At Harte-Hanks Inc., a global provider of direct marketing services, in San Antonio, the legacy of a leveraged buyout in 1984 still keeps pressure on costs, according to CFO Jacques Kerrest. “The business model forces us to control the business at detailed levels,” says Kerrest. Corporate strategy calls for increasing operating income at a faster pace than sales growth. This makes SG&A and cost of goods sold high priorities.
Toward this end, Kerrest reviews the SG&A budget each month with finance executives in each of 20 business units. “Reviewing every month is the best way to teach [the merits of low SG&A],” Kerrest says. He insists, however, that flexibility is crucial. “You can’t really ask people that grow the business rapidly [to restrain SG&A]. They have to reinvest.”
Of Costs and Complexity
Like most other companies, Sonic Automotive carefully weighs the benefits of streamlining and simplifying businesses against the virtues of complexity. Each dealership is a complex business in its own right, consisting of a used-car sales business, a parts business, a service business, a finance business, an insurance business, and a rental business. “Because of complexity,” Wright says, “there are limits on our ability to reduce costs.”
J.B. Hunt also juggles the merits of complexity versus simplicity. Much as stripping complexity from the business appeals to cost-cutters, it’s not always a wise direction. “We are a marketing-oriented, customer-oriented business, and that makes our business much more complex,” CFO Walton concedes. J.B. Hunt operates a transportation and logistics business with margins in the 2 to 3 percent range, despite its need for a 5 percent minimum margin. Why? A trucking business gets the most lucrative returns by filling trucks, driving them a thousand miles, then filling them again and driving back. But a company with thousands of trucks can’t depend on serendipity to provide the cargo. The transportation and logistics business enables J.B. Hunt to compete for large shipments by customers like Procter & Gamble. “If P&G wants to move $80 million of freight, we can’t just cherry-pick what we want.”
Companies are made up of thousands, perhaps millions, of complex interactions that managers routinely ignore. Taken together, these multiple sources of complexities add costs and undermine efficiency. This could explain why SG&A costs seem so intractable year after year. In good times, they seldom seem worth managing, despite aggregate consequences to the bottom line. Absent a systematic way to identify and yank out these costs, efforts to manage them sap managers’ energy and time — not always a worthwhile trade- off. Yet these are the costs that can eventually choke a company’s ability to compete in a world that demands efficiency.
Enter complexity management, with its roots in activity-based management techniques. “Complexity management is not the answer to all ills, but it often provides critical insights into the rise of many SG&A costs,” says Pierre Guillaume, service manager at Arthur Andersen.

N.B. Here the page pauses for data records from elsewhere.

PR #338, opened 2026-09-21
deps: Bump iDMA to 0.7.0 and add the DMOPC compute path

DanielKellerM:
Bumps iDMA to 0.7.0 and adds the on-the-fly compute path (DMOPC) to the `inst64` frontend. Adds a `dma_enable_compute` cluster json config.


DanielKellerM:
Retargeted to `dca` and rebased onto it; both compute tests pass there.

DMOPC transpose, end to end from a Snitch core:

```
[dma_transpose] mode 2 (4 B elems, 16x16 tile): 4x8 -> 8x4, 60 cycles, ok
[dma_transpose] mode 1 (2 B elems, 32x32 tile): 4x8 -> 8x4, 91 cycles, ok
[dma_transpose] PASS (0 errors)
```

The two cases cover both DMOPC operands: the element-size mode rides `rs1`, the tensor dimensions ride `rs2`. The tile is deliberately non-square, so swapping `tensor_m` and `tensor_n` masks an 8x4 region instead of a 4x8 one and fails; elements are position-coded `r*100 + c`; the padding outside the result is poison-checked; and the result must differ from what a plain copy would leave in exactly the off-diagonal elements, so a passthrough scores zero and fails. Reset state of DMOPC is passthrough, which is why that last check is the one that matters.

MX is unaffected and still byte-exact:

```
[dma_mxquant] fp32 ok (0 errors)
[dma_mxquant] fp16 ok (0 errors)
```

`dma_1d` and `dma_2d` unregressed.

Note: `Lint C/C++ Sources` is red from files inherited with the `dca` base, not from this PR. `sw/kernels/blas/axpy/src/axpy.h` and six files under `sw/saris/` already fail clang-format 10 on plain `dca`; this branch touches none of them.

hw/snitch/src/snitch.sv
```diff
@@ -2829,6 +2830,18 @@ module snitch
                 unsupported_inst = 1'b1;
               end
             end
+            // DMOPC latches the on-the-fly compute configuration; rs1 = op, rs2 = params, no rd.
```
DanielKellerM: Remove verbose comment
```suggestion
```

hw/snitch_cc/src/snitch_cc.sv
```diff
@@ -33,6 +33,8 @@ module snitch_cc
   parameter int unsigned DMANumAxInFlight   = 0,
   parameter int unsigned DMAReqFifoDepth    = 0,
   parameter int unsigned DMANumChannels     = 0,
+  /// Enable the DMA compute path (DMOPC).
```
DanielKellerM: Remove verbose comment
```suggestion
```

sw/runtime/src/dma.h
```diff
@@ -790,3 +793,79 @@ inline snrt_dma_txid_t snrt_dma_store_2d_tile_from_banks(
                                   tile_x1_size_in_banks, tile_x0_size_in_banks,
                                   full_x0_size, prec, tile_ld);
 }
+
+// On-the-fly compute (DMOPC); needs `dma_enable_compute` in the cluster config.
+// DMOPC latches the opcode word from rs1 and the op parameters from rs2, and
+// every subsequent DMCPY/DMCPYI carries them until the next DMOPC. Reset state
+// is a plain copy, so no boot DMOPC is needed. See idma_inst64_compute_pkg for
+// the encoding; the frontend asserts on an opcode byte it cannot decode.
```
DanielKellerM: verbose comment block, must be max 1 line

Bender.yml
```diff
@@ -34,12 +34,15 @@ dependencies:
...
+    rev: __deploy__b770669__devel
     pass_targets: ["snitch_cluster"]
   axi:
     git: https://github.com/colluca/axi.git
     rev: multicast
-  common_cells: 2.0.0-beta.2
+  common_cells: 2.0.0-beta.3
+  register_interface:
+    git: https://github.com/pulp-platform/register_interface.git
+    rev: common-cells-v2
```
DanielKellerM: This is okay because it fixes the CI, but maybe better to create a separate PR to fix the CI?

DanielKellerM (commented):
Address this

sw/runtime/src/dma.h
```diff
@@ -6,6 +6,9 @@
 #include <string.h>
 #endif
 
+// DMOPC opcode bytes and operand field positions, generated by iDMA
```
DanielKellerM: verbose comment block
```suggestion
```

sw/runtime/runtime.mk
```diff
@@ -25,6 +25,8 @@ SN_RUNTIME_INCDIRS += $(SN_RUNTIME_DIR)/api/omp
 SN_RUNTIME_INCDIRS += $(SN_RUNTIME_DIR)/vendor/riscv-opcodes
 SN_RUNTIME_INCDIRS += $(SN_RUNTIME_SRCDIR)
 SN_RUNTIME_INCDIRS += $(SN_RUNTIME_HAL_BUILD_DIR)
+# iDMA generates the DMOPC contract header; only deploy tags carry target/sw
```
DanielKellerM: verbose comment block
```suggestion
```

sw/tests/tests.mk
```diff
@@ -35,7 +35,13 @@ SN_RUNTIME_LD_DEPS = $(SN_RUNTIME_MEMORY_LD) $(SN_RUNTIME_BASE_LD) $(SN_RUNTIME_
 # Outputs #
 ###########
 
+# Downstreams set this OFF and name the tests they want, as with SN_BUILD_APPS
+SN_BUILD_TESTS ?= ON
+
+ifeq ($(SN_BUILD_TESTS), ON)
 SN_TESTS       += $(wildcard $(SN_TESTS_SRCDIR)/*.c)
+endif
+
```
DanielKellerM: this changes dont belong in this PR?

test/dma_compute.yaml
DanielKellerM: Doest this follow the repo way of testing? it doesnt seem so. Probably not mergeable

DanielKellerM (commented):
fix

hw/snitch/src/snitch.sv
```diff
@@ -2829,6 +2830,17 @@ module snitch
...
+              if (Xdma) begin
+                acc_req_o.q.addr = DMA_SS;
+                opa_select       = RegRs1;
+                opb_select       = RegRs2;
+                is_acc_inst      = 1'b1;
+                write_rd         = 1'b0;
+              end else begin
+                unsupported_inst = 1'b1;
+              end
+            end
```
colluca: This is exactly the same as the previous case, should be merged

hw/snitch_cc/src/snitch_cc.sv
```diff
@@ -33,6 +33,12 @@ module snitch_cc
   parameter int unsigned DMANumAxInFlight   = 0,
   parameter int unsigned DMAReqFifoDepth    = 0,
   parameter int unsigned DMANumChannels     = 0,
+  parameter bit          DMAEnableCompute   = 1'b0,
+  parameter bit          DMAComputeTranspose           = 1'b1,
+  parameter bit          DMAComputeMxQuant             = 1'b1,
+  parameter bit          DMAComputeMxDequant           = 1'b1,
+  parameter bit          DMAComputeMxFp16              = 1'b1,
+  parameter bit          DMAComputeTransposeFullDuplex = 1'b1,
```
colluca: Since these are not individually used anywhere, but are later packed and passed to the iDMA, I think it would be best if we would just pack them as early as possible (e.g. in `snitch_cluster_wrapper_pkg`). So that, if new parameters are added to these structs, we only have to make the change in one place (e.g. in `snitch_cluster_wrapper_pkg`), and don't have to add the new parameters everywhere throughout the hierarchy.

sw/runtime/runtime.mk
```diff
@@ -25,6 +25,8 @@ SN_RUNTIME_INCDIRS += $(SN_RUNTIME_DIR)/api/omp
 SN_RUNTIME_INCDIRS += $(SN_RUNTIME_DIR)/vendor/riscv-opcodes
 SN_RUNTIME_INCDIRS += $(SN_RUNTIME_SRCDIR)
 SN_RUNTIME_INCDIRS += $(SN_RUNTIME_HAL_BUILD_DIR)
+SN_IDMA_ROOT := $(shell $(SN_BENDER) path idma)
+SN_RUNTIME_INCDIRS += $(SN_IDMA_ROOT)/target/sw
```
colluca: Just out of curiosity, were some additional software headers recently added to the iDMA? Or is it just the `idma_compute.h` header?

sw/runtime/src/dma.h
```diff
@@ -790,3 +793,103 @@ inline snrt_dma_txid_t snrt_dma_store_2d_tile_from_banks(
...
+
+#ifdef SNRT_SUPPORTS_DMA_COMPUTE
+
+/// On-the-fly compute opcode byte, rs1[7:0]
+#define SNRT_DMA_OPCODE_PASSTHROUGH IDMA_DMOPC_OPC_PASSTHROUGH
+#define SNRT_DMA_OPCODE_MX_QUANT IDMA_DMOPC_OPC_MX_QUANT
+#define SNRT_DMA_OPCODE_MX_DEQUANT IDMA_DMOPC_OPC_MX_DEQUANT
+#define SNRT_DMA_OPCODE_MX_QUANT_FP16 IDMA_DMOPC_OPC_MX_QUANT_FP16
+#define SNRT_DMA_OPCODE_MX_DEQUANT_FP16 IDMA_DMOPC_OPC_MX_DEQUANT_FP16
+#define SNRT_DMA_OPCODE_TRANSPOSE IDMA_DMOPC_OPC_TRANSPOSE
```
colluca: I think we can remove these and just use the original IDMA defines. Probably it would be even better in the long term that the iDMA takes over these dma.h and dma.c files and distributes them itself.

sw/runtime/src/dma.h
```diff
@@ -790,3 +793,103 @@ inline snrt_dma_txid_t snrt_dma_store_2d_tile_from_banks(
...
+ * @param params Op-parameter word for rs2; 0 for ops that take none.
+ * @details Latched at the DMOPC handshake and applied until the next DMOPC.
+ */
+inline void snrt_dma_set_opcode_params(uint32_t opcode, uint32_t params) {
+#ifdef SNRT_SUPPORTS_DMA
+    // dmopc is not in riscv-opcodes rv_xdma yet, so there is no mnemonic
+    asm volatile(".insn r 0x2b, 0x0, 0x0a, x0, %[opcode], %[params] \n"
+                 :
+                 : [ opcode ] "r"(opcode), [ params ] "r"(params)
+                 : "memory");
```
colluca: Now it is right? So let's bump the toolchain and use the instruction mnemonics here.

sw/runtime/src/dma.h
```diff
@@ -790,3 +793,103 @@ inline snrt_dma_txid_t snrt_dma_store_2d_tile_from_banks(
...
+#define SNRT_DMA_OPCODE_PASSTHROUGH IDMA_DMOPC_OPC_PASSTHROUGH
+#define SNRT_DMA_OPCODE_MX_QUANT IDMA_DMOPC_OPC_MX_QUANT
+#define SNRT_DMA_OPCODE_MX_DEQUANT IDMA_DMOPC_OPC_MX_DEQUANT
+#define SNRT_DMA_OPCODE_MX_QUANT_FP16 IDMA_DMOPC_OPC_MX_QUANT_FP16
+#define SNRT_DMA_OPCODE_MX_DEQUANT_FP16 IDMA_DMOPC_OPC_MX_DEQUANT_FP16
+#define SNRT_DMA_OPCODE_TRANSPOSE IDMA_DMOPC_OPC_TRANSPOSE
+
+/// Transpose field widths, mirroring idma_pkg mode and TransposeDimWidth
+#define SNRT_DMA_TP_MODE_MASK 0x3u
+#define SNRT_DMA_TP_DIM_MASK 0xFFFu
```
colluca: Comment doesn't really help explain what these are😁 Are these somehow specific to Snitch's configuration of the iDMA? Otherwise can we move these as well to `idma_compute.h`?

sw/runtime/src/dma.h
```diff
@@ -790,3 +793,103 @@ inline snrt_dma_txid_t snrt_dma_store_2d_tile_from_banks(
...
+
+/**
+ * @brief Set the on-the-fly compute configuration for subsequent transfers.
+ * @param opcode Opcode word for rs1: opcode byte in [7:0], element-size mode
+ *        in [17:16]. Use the SNRT_DMA_OPCODE_* macros.
+ * @param params Op-parameter word for rs2; 0 for ops that take none.
+ * @details Latched at the DMOPC handshake and applied until the next DMOPC.
+ */
+inline void snrt_dma_set_opcode_params(uint32_t opcode, uint32_t params) {
+#ifdef SNRT_SUPPORTS_DMA
```
colluca: Shouldn't it be `SNRT_SUPPORTS_DMA_COMPUTE`?

sw/runtime/src/dma.h
```diff
@@ -790,3 +793,103 @@ inline snrt_dma_txid_t snrt_dma_store_2d_tile_from_banks(
...
+    // dmopc is not in riscv-opcodes rv_xdma yet, so there is no mnemonic
+    asm volatile(".insn r 0x2b, 0x0, 0x0a, x0, %[opcode], %[params] \n"
```
colluca: Let's add documentation for this instruction here `docs/rm/hw/custom_instructions.md` similar to the others

sw/runtime/src/dma.h
```diff
@@ -790,3 +793,103 @@ inline snrt_dma_txid_t snrt_dma_store_2d_tile_from_banks(
...
+ *      uint32_t, uint32_t, uint32_t)
+ */
+inline uint32_t snrt_dma_start_1d_transpose(volatile void *dst,
+                                            volatile void *src, size_t size,
+                                            uint32_t mode, uint32_t tensor_m,
+                                            uint32_t tensor_n,
+                                            uint32_t channel = 0) {
+    return snrt_dma_start_1d_transpose((uint64_t)dst, (uint64_t)src, size, mode,
+                                       tensor_m, tensor_n, channel);
+}
```
colluca: I would drop `1d` from the function names, I just find it confusing since transposition assumes a 2D data structure.

sw/runtime/src/dma.h
colluca: Actually, this seems to be even already covered by the external #ifdef, or am I missing something?

sw/runtime/src/dma.c
```diff
@@ -90,3 +90,28 @@ extern snrt_dma_txid_t snrt_dma_store_2d_tile_from_banks(
...
+                                            uint32_t tensor_n,
+                                            uint32_t channel);
+
+extern uint32_t snrt_dma_start_1d_transpose(volatile void *dst,
+                                            volatile void *src, size_t size,
+                                            uint32_t mode, uint32_t tensor_m,
+                                            uint32_t tensor_n,
+                                            uint32_t channel);
+
+#endif  // SNRT_SUPPORTS_DMA_COMPUTE
```
colluca: Not sure it's the best thing to have the function declarations conditional, rather their content perhaps, like for the other functions. What do you think?

colluca (changes requested):
I need to finish the review still, but here are some first comments.

sw/tests/src/dma_mxquant.c
```diff
@@ -0,0 +1,106 @@
...
+    snrt_dma_start_1d((volatile void *)out, (volatile void *)mx, MX_BYTES);
+    snrt_dma_wait_all();
+    uint32_t dequant_cycles = snrt_mcycle() - c0;
+
+    uint32_t errors = 0;
+    for (size_t i = 0; i < NUM_ELEMS; i++) {
+        if (out[i] != src[i]) {
+            if (errors < 8)
+                printf("%s mismatch at %u: exp %x got %x\n", name, (unsigned)i,
+                       (unsigned)src[i], (unsigned)out[i]);
```
colluca: `printf` takes significant time to execute in simulation, and is anyways not the best tool for debugging/verification. My suggestion would be to remove it everywhere

cfg/dma_compute.json
colluca: I would avoid creating a new configuration file.

Since the DMA compute features are not mutually exclusive with the other features, we can just enable it in the CI configuration. The previously tested features will continue to be tested, and in addition to those the DMA compute features will also be tested.

Potentially, we could even consider just enabling the DMA compute features in the default cluster configuration, if the PPA impact is not significant, otherwise it might be better to just keep the vanilla cluster as default.

colluca: Thinking about it more, let's just add it to the default configuration.

.gitlab-ci.yml
```diff
@@ -174,6 +174,14 @@ snitch-cluster-mchan-vsim:
     - cd test
     - ../util/experiments/run.py dma_mchan.yaml --simulator vsim -j --run-dir runs/vsim
 
+# Test on-the-fly DMA compute
+snitch-cluster-dma-compute-vsim:
+  script:
+    - make CFG_OVERRIDE=cfg/dma_compute.json sw -j
+    - make vsim TRACE=OFF -j
+    - cd test
+    - ../util/experiments/run.py dma_compute.yaml --simulator vsim -j --run-dir runs/vsim
```
colluca: See comment to dma_compute.json

Bender.yml
```diff
@@ -34,12 +34,15 @@ dependencies:
     rev: common-cells-v2
   idma:
     git: https://github.com/pulp-platform/idma.git
-    rev: __deploy__9785d30__common-cells-v2
+    rev: __deploy__b770669__devel
```
colluca: Is there a DMA release with these features now?

colluca (changes requested):

hw/snitch_cc/src/snitch_cc.sv
DanielKellerM: Agree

But where activity-based management focused initially on manufacturing, especially the shop floor, its newer incarnation attacks costs embedded in every transaction, regardless of industry, from purchase orders for raw materials to handling customer service.
Costs creep back, says Guillaume, because companies cut costs, but fail to address underlying reasons for them. “Eliminating work that goes with costs,” he says, “is what complexity management is all about.”